A National Interest Waiver is an exemption from the labor certification process and job offer requirement for advanced degree/exceptional ability workers applying for an EB-2  Visa for Immigration into the United States.

EB-2 petitioners can avoid the PERM Labor Certification process by presenting as a ‘national interest waiver’. NIW (National Interest Waiver) requires the foreign national to ‘self-petition’ so that he/she can file the I-140 form on his/her own behalf without involving any labor certification or a sponsoring employer.

The processing time for the NIW green cards usually varies from 3–9 months. This depends on the service center and the adjudicating officer assigned by the United States Citizenship and Immigration Services (USCIS) to each petition.

Physician National Interest Waiver (PNIW) 

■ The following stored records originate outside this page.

PR #537, opened 2023-07-10
docs: update types

nekowinston:
Adds more explicit docs to the `types.lua` file, and adds all the integrations that were missing from the `integrations` table.

### DIFF
--- a/lua/catppuccin/types.lua
+++ b/lua/catppuccin/types.lua
@@ -3,97 +3,246 @@
 ---@field setup fun(opts: CatppuccinOptions?)
 
 ---@alias CtpFlavor "mocha" | "macchiato" | "frappe" | "latte"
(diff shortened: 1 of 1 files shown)


lua/catppuccin/types.lua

Physician national interest waiver is a specially designed category for physicians/doctors to work and conduct impactful research in the United States. It enables a clinical physician/doctor to adjust his/her status to a permanent resident or to a green card holder without actually demonstrating that eligible and qualified physicians are unavailable in the particular location. The physician can also apply for the green card even if his/her employer is unwilling to file the petition on his/her behalf through the national interest waiver. In the United States, there always remains a shortage of physicians who can provide their healthcare services to the disadvantaged areas.

To apply for the PNIW category, eligible physicians must meet the set of requirements listed by the USCIS.

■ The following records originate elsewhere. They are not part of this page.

PR #540, opened 2023-07-10
fix(telescope): keep consistency between the two styles

Jint-lzxy:
Just borrowed several highlights from the original integration :)


nullchilly (approved):

nullchilly:
Thanks! The flamingo caret sure looks nice :)

PR #542, opened 2023-07-11
fix(telescope): respect transparency

emxxjnm:
before:
image

after:
image


lua/catppuccin/groups/integrations/telescope.lua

According to the regulations of USCIS, a physician may apply for the PNIW by working as a clinician in areas with shortage. The applicant need to work in one of the following areas to qualify:

Health Professional Shortage Areas (HPSA)
Medically Underserved Area (MUA)
Mental Health Professional Shortage Area (MHPSA)
Veterans’ Affairs (VA) facility

National Interest Waiver (Standard) 

NIW (National Interest Waiver) is an option to get a green card for certain individuals who have “exceptional abilities” in the field of science, arts, business or any other profession. This implies that the foreign national is eligible to apply for their green card without any job offer from a U.S. employer. The foreign national simply has to establish the fact that their research is beneficial to the United States and therefore determines the national interest. This provision applies to the employment-based immigration category, EB-2. The applicant has to qualify either for an “advanced degree professional” or an “alien of exceptional ability”. Sending evidence for qualifying both the categories does not guarantee success.

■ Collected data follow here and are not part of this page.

PR #553, opened 2023-07-19
chore: update pull request template

nekowinston:
Changes wording for our PR template:
- `types.lua` is added, so we don't have to play catch up with new integrations again.
- Mention that our vimdoc is auto-generated, so people don't change it manually
- Since 9d562c161ef6febbef1d04eef111882a176c651e we're using release-please, so we should enforce Conventional Commits rather than just recommending them.


.github/PULL_REQUEST_TEMPLATE.md
```diff
@@ -5,6 +5,7 @@ Here are some guidelines:
 - New plugin integration should be added in alphabetical order:
   - to the [README](https://github.com/catppuccin/nvim#integrations) (vimdoc is auto-generated).
   - to [types.lua](https://github.com/catppuccin/nvim/blob/main/lua/catppuccin/types.lua)
+  - to [vim.yml](https://github.com/catppuccin/nvim/blob/main/vim.yml)
```
nekowinston, line 8: Thanks for adding this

NIW petitions are common among Ph.D. scholars, researchers, postdoctoral research fellows and other advanced degree qualified professionals.

Matter of DHANASAR 

“USCIS may grant a national interest waiver if the petitioner demonstrates: (1) that the foreign national’s proposed endeavor has both substantial merit and national importance; (2) that he or she is well positioned to advance the proposed endeavor; and (3) that, on balance, it would be beneficial to the United States to waive the job offer and labor certification requirements.”